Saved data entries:
——

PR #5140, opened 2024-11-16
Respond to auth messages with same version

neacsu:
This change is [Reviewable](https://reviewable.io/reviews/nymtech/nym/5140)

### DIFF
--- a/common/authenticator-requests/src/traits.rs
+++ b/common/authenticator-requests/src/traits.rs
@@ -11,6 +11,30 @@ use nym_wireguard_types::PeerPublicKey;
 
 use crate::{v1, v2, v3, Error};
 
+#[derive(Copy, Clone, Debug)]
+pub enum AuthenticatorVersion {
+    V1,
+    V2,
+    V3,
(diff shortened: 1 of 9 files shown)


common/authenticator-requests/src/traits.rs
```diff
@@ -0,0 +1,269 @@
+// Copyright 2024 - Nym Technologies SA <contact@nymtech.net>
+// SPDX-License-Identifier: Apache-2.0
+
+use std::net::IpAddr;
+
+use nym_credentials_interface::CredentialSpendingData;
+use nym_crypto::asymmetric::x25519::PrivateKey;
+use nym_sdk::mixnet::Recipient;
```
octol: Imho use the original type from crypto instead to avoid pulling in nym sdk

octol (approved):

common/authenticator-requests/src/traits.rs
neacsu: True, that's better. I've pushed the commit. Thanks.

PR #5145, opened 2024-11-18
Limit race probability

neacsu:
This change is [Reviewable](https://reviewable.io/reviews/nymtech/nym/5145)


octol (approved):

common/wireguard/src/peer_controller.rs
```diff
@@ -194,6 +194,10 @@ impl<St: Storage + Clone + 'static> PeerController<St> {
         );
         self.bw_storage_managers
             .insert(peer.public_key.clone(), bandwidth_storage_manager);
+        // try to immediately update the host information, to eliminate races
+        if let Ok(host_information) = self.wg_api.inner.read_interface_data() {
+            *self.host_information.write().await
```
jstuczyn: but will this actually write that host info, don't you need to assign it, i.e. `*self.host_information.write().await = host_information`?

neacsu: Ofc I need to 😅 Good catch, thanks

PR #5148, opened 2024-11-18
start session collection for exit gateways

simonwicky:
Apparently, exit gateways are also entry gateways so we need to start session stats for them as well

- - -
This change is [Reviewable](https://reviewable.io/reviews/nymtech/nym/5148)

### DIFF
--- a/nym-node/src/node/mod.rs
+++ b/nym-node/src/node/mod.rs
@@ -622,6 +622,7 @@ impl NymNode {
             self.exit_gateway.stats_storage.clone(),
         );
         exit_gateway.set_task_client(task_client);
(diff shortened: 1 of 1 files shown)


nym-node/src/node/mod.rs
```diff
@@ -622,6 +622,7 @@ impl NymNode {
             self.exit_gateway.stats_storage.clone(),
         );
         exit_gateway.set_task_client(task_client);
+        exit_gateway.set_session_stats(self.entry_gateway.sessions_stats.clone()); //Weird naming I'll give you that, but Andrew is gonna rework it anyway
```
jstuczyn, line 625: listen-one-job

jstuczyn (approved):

——

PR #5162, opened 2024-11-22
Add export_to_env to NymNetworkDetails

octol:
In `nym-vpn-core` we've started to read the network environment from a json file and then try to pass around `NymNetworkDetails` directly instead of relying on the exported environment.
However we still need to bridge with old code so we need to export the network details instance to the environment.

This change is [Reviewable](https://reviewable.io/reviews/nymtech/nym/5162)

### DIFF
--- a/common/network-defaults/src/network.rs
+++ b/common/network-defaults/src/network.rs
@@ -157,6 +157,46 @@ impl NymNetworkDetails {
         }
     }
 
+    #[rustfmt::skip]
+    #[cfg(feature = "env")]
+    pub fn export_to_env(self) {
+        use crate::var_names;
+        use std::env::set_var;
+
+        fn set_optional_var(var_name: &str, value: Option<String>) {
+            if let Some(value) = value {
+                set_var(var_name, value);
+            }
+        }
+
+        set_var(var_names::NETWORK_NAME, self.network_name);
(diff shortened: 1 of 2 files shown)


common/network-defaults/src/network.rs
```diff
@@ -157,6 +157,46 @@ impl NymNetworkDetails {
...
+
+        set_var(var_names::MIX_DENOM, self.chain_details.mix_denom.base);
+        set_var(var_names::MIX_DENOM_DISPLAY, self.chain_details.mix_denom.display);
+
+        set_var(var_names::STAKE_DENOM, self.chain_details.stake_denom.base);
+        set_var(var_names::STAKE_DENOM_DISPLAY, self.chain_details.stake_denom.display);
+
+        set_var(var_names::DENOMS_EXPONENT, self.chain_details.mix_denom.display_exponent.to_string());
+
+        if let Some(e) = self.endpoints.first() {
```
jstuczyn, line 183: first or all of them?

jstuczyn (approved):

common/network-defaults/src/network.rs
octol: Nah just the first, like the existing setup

——

EXERCISE AIM:
From the records above, return each line that includes "instead".

TASK SOLUTION:
octol: Imho use the original type from crypto instead to avoid pulling in nym sdk
In `nym-vpn-core` we've started to read the network environment from a json file and then try to pass around `NymNetworkDetails` directly instead of relying on the exported environment.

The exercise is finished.